[What to do] Copy the lines exactly as they appear, starting with the first line of the records and ending with the line that contains "PR #1180, opened 2024-10-25".

■ ■ ■ ■ ■ ■ ■

PR #1174, opened 2024-10-17
Agilent E5062A: docs + rename `active_traces` to `visible_traces`

AlecVercruysse:
Sorry for not including this in the recently merged PR, but I was hoping to improve the docs and make a minor change to the API before a release containing this instrument goes out.

There might be some confusion between the concept of the "active trace" (the currently selected trace) and the `active_traces` parameter, which controls how many traces are visible. There is only ever one "active trace", so I renamed `active_traces` to `visible_traces`. I also cleaned up the docs a bit and added some example code, with a `wait_for_complete` helper method.


BenediktBurger:
The code looks good. Thanks for the clarification.

Do I understand it correctly, that the device is not yet included in any release?

AlecVercruysse:
Yes, the instrument was merged into main 2 weeks ago in PR #1176 so it is not in v0.14.

BenediktBurger:
Thanks!

PR #1180, opened 2024-10-25
Added an install group for building documentation

### LINKED ISSUE #1179: Pin development tools for the package
From what I see there is no quick way to get the additional Python packages installed to start developing `pymeasure`, like `pytest`, `black`, `flake8`, `sphinx`, etc. The errors are typically clear when required tools are missing, so installing them manually is no large concern. But then there is still the matter of versions.

A solution could be option requirement groups, such that when starting development the following installs everything to check, test and build docs:
```
pip install -e .[dev,test,doc]
``` 

Poetry also has optional groups for that, `poetry install --with dev`, but I don't know if we'd want to switch backends.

■ ■ ■ ■ ■ ■ ■

[Final answer]
PR #1174, opened 2024-10-17
Agilent E5062A: docs + rename `active_traces` to `visible_traces`

AlecVercruysse:
Sorry for not including this in the recently merged PR, but I was hoping to improve the docs and make a minor change to the API before a release containing this instrument goes out.

There might be some confusion between the concept of the "active trace" (the currently selected trace) and the `active_traces` parameter, which controls how many traces are visible. There is only ever one "active trace", so I renamed `active_traces` to `visible_traces`. I also cleaned up the docs a bit and added some example code, with a `wait_for_complete` helper method.


BenediktBurger:
The code looks good. Thanks for the clarification.

Do I understand it correctly, that the device is not yet included in any release?

AlecVercruysse:
Yes, the instrument was merged into main 2 weeks ago in PR #1176 so it is not in v0.14.

BenediktBurger:
Thanks!

PR #1180, opened 2024-10-25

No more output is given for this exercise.